Тогда я сказала Луизе, что была рада видеть ее и как я любила мою невестку. И поскольку она знала, что я говорила искренне, она расположилась ко мне, а это, в свою очередь, повлияло на меня, и я испытала к ней добрые чувства. Александра родила девочку — Луизу-Викторию-Александру. Я почувствовала невероятное облегчение, что она выдержала это испытание, но ревматизм ее не оставил в боли не прекращались.
Врачи сказали, что у нее ревматическая лихорадка, что беременность ослабила ее организм и ей очень сложно восстановить прежнее здоровье. Она с трудом ковыляла, опираясь на трость, мучаясь от боли. Я сказала Берти, что все это было вызвано той жизнью, которую они вели, и что Александре нужен покой.
— Для твоего папы и для меня не было ничего лучше, как оставаться вдвоем, читать друг другу вслух, играть дуэты. Это так успокаивало. Папа не любил танцев… никогда… и, уж конечно, был не настолько глуп, чтобы увлекаться игрой.
— Не могут же все быть как папа, — сказал он.
— Это правда, — заметила я, — а меньше всех ты, Берти. А ведь ты его сын. Ты должен гордиться этим и стараться походить на него.
У Берти была манера делать вид, что он внимательно слушает, когда на самом деле мысли его были далеко.
Со временем Александре стало лучше, но она продолжала чуть прихрамывать. Она была такая хорошенькая, так прелестно одевалась и так элегантно выглядела, что ничто не могло уменьшить ее привлекательности. Некоторые дамы подражали ее походке. Они находили ее очень изящной и называли «хромота Александры».

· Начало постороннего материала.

Issue #927, opened 2025-05-13
[App] Better error handling (prevent TXs that would fail)


ColinPlatt:
Background
- Frontend lets you do some txs that will fail.
- E.g. error for opening troves where TCR goes under CCR (and it doesn't even give an error message)

Solution
- Handle error for opening/adjusting troves where TCR goes under CCR (check future TCR and ensure tx will pass)
- add tooltip with explanation to UI (and link to docs)

Open
- It needs review and a proper list of cases we want to improve
- E.g. balance checks

PR #1144, opened 2025-10-03
[App] Better error handling (prevent TXs that would fail)

cyril-dfi:
Closes https://github.com/liquity/bold/issues/927


danielattilasimon (approved):
Looks great! 👍 👍

Issue #1065, opened 2025-07-31
[App] Redemption View - Add appropriate Disclosures and Warnings


UncleBlock:
Background

- Bluechip ratings take into consideration if users can easily redeem their stable on the frontend. If not the rating is lower.
- Therefore, it would be good to have a redemption possibility on the frontend for users.
- But as there are known risks with redemptions (sandwiching or see cantina issues) we should make users aware of it

Goal 

- Improve frontend so that users faces a minimal risk of losses

Frontends Requirements
 - Add Zapper to make redemptions safe (pass estimated values and have some tolerance built in)
 - Build in tolerance value instead of max (fee slipage tolerance with a good default)
 - Add also estimate rate (and color it red if it becomes really high?)
 - Adjust max redemption fee based on the BOLD amount entered
 - Deep Link to docs
 - Call it redemption „fee“ on the frontend

Summary Scree Requirements
 - Add estimate: Value of BOLD and Collateral 
 - Show exact fee and potentially also the dollar value
 - Provide warning if the estimated fee is higher than fee range

Doc Requirements

- Make the redemption fee section the last section in the redemption part
- Add additional section that gives some voice over for the redemption view (why three collateral, why the mix, slippage fee, etc.)

Current info section(see below)

<img width="1116" height="318" alt="Image" src="https://github.com/user-attachments/assets/d54633c7-ae65-47a0-9077-a2369a5bd307" />

PR #1164, opened 2025-10-22
[Contracts] Redemption helper

danielattilasimon:
Adds a helper contract that will be used by the frontend to implement #1065.

### Slippage protection

Normally, a redemption is performed by a bot in a closed arbitrage transaction, usually through a private mempool and with the help of a flashloan. Thus, if there's slippage of the redemption fee, redemption proportions or the execution price of any of the trades involved in the transaction making the redemption unprofitable, the TX will simply fail or not be included at all.

This is not the case when redeeming directly through `CollateralRegistry`: the backend will only ensure that the redemption fee (as a percentage) doesn't exceed the maximum acceptable value passed by the redeemer, it doesn't care if the collateral prices (as reported by their oracles) or the proportions of unbacked debt between branches has changed compared to what the redeemer simulated before signing their transaction.

This helper contract implements a wrapper around `redeemCollateral()` that adds the new parameter `_minCollRedeemed`, ensuring that the redeemer gets at least as much collateral from each branch as was presented to them on the UI (minus a small slippage tolerance margin, to be calculated by the frontend).

### Redemption optimization

The job of `CollateralRegistry` is to break a redemption down into multiple smaller redemptions (one per each branch) adding up to the total amount that is to be redeemed. Additionally, it is responsible for calculating the redemption fee (as a percentage). It does so at the beginning of the redemption sequence, assuming that each of the per-branch redemptions will be complete, i.e. that there will be no unredeemed BOLD left.

However, this is not always the case. For example, the redemption could terminate early on one or more branches due to hitting the user-configured iteration limit (`_maxIterationsPerCollateral`). When this happens, the user pays a higher fee than warranted by the actual amount of BOLD successfully redeemed, because of the aforementioned assumption made when calculating the fee.

The `truncateRedemption()` function lets the user avoid such (unlikely) scenarios by simulating the redemption, and calculating the maximum amount of BOLD that can be redeemed completely within the given iteration limit.

### DIFF
--- a/contracts/test/RedemptionHelper.t.sol
+++ b/contracts/test/RedemptionHelper.t.sol
@@ -15,11 +15,6 @@ import {DevTestSetup} from "./TestContracts/DevTestSetup.sol";
 uint256 constant NUM_BRANCHES = 3;
 uint256 constant NUM_TROVES = 20;
 
-function array(uint256 a, uint256 b, uint256 c) pure returns (uint256[] memory r) {
-    r = new uint256[](3);
-    (r[0], r[1], r[2]) = (a, b, c);
-}
-
 contract RedemptionHelperTest is DevTestSetup {
     using Strings for *;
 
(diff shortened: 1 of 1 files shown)


contracts/src/RedemptionHelper.sol
```diff
@@ -0,0 +1,165 @@
...
+            branch[i].collBalanceBefore = branch[i].collToken.balanceOf(address(this));
+        }
+
+        uint256 boldBalanceBefore = boldToken.balanceOf(address(this));
+
+        boldToken.transferFrom(msg.sender, address(this), _bold);
+        collateralRegistry.redeemCollateral(_bold, _maxIterationsPerCollateral, _maxFeePct);
+
+        for (uint256 i = 0; i < numBranches; ++i) {
+            branch[i].collRedeemed = branch[i].collToken.balanceOf(address(this)) - branch[i].collBalanceBefore;
```
bingen: Why do we put `collRedeemed` in the branch struct array? As we are only using it inside this loop, can’t it just be a temporary variable here?

contracts/src/RedemptionHelper.sol
```diff
@@ -0,0 +1,165 @@
...
+        (SimulationContext[] memory branch, uint256 totalProportions) =
+            simulateRedemption(_bold, _maxIterationsPerCollateral);
+
+        if (totalProportions == 0) return (0, 0, redeemed);
+
+        truncatedBold = _bold;
+        for (uint256 i = 0; i < numBranches; ++i) {
+            if (branch[i].redeemable && branch[i].proportion > 0) {
+                uint256 extrapolatedBold = branch[i].redeemedBold * totalProportions / branch[i].proportion;
+                if (extrapolatedBold < truncatedBold) truncatedBold = extrapolatedBold;
```
bingen: I’m having hard time understanding this part. It seems that `truncatedBold` can be overridden at any branch iteration. Why do we know the last one is the good one? I’ll get back to it later, but maybe a comment may help.

bingen (commented):
It looks good in general. I still need to finish the review of `truncateRedemption`, but the important part in my opinion is that the wrapper `redeemCollateral` is fine. The frontend may show the amounts passed as collateral and their values in `$`, so even if one of the other helpers made a mistake the user would realize that is getting a bad deal.

contracts/src/RedemptionHelper.sol
```diff
@@ -0,0 +1,165 @@
...
+        uint256 _maxIterationsPerCollateral,
+        uint256 _maxFeePct,
+        uint256[] memory _minCollRedeemed
+    ) external {
+        require(_minCollRedeemed.length == numBranches, "Wrong _minCollRedeemed length");
+
+        RedemptionContext[] memory branch = new RedemptionContext[](numBranches);
+
+        for (uint256 i = 0; i < numBranches; ++i) {
+            branch[i].collToken = collateralRegistry.getToken(i);
```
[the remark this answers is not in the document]
danielattilasimon: I considered this too. The 3 calls to `collateralRegistry.getToken()` total about 1.35K gas, so that's the upper limit on how much we could save by switching to immutables. It makes the code a bit nasty though.

Or we could use storage, but unless we pass an access list with the TX, it would actually end up costing more, since cold slots take 2.1K to SLOAD.

In the end, I didn't think the 1.35K potential savings warranted adding the extra immutable optimization.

В Европе опять назревало беспокойство. Хотя я оставалась в дружеских отношениях с Луи Наполеоном, я подозревала, что он что-то замышлял. Бойцовские качества были свойственны всей его семье. Он намекал, что благодаря верховенству Пруссии в Европе ему угрожало герцогство Люксембургское, границы которого укрепляли пруссаки. Он совещался с королем Голландии, предложив, чтобы герцогство Люксембург стало частью Франции — или Бельгии, если ему предоставят за это небольшую часть территории. Пруссия в пылу победы была неуклонна согласиться на это. Мы должны сохранять мир, заявила я.
В результате состоялась встреча в Лондоне, где было решено гарантировать независимость Люксембурга и разобрать укрепления на границе. Наполеон отнесся ко мне несколько прохладно. Ему нужна была территория, и он считал, что я ему помешала своими попытками предотвратить войну.
В это время я стала все больше появляться на публике. Я заложила Альберт-холл, который должен был быть построен в честь Альберта. Церемония была очень трогательной. Я должна была сделать это, потому что это была только моя обязанность.
По-прежнему носились непристойные слухи о моих отношениях с Джоном Брауном, но я была не намерена позволить убедить себя отослать его в Шотландию, чего некоторым, видимо, очень хотелось.
Я вняла просьбам принять парад в Гайд-парке. Я должна была выехать в экипаже, неестественно, Джон Браун должен был занять свое место на козлах. Ввиду той известности, какую он получил, должна была собраться толпа, чтобы увидеть нас вместе.
Лорд Дарби явился ко мне и сказал, что было бы неблагоразумно разрешить Джону Брауну присутствовать на церемонии.
— Но почему? — спросила я. — Он мой слуга.
— Вам известно, мэм, что в газетах было много неприличных статей и карикатур?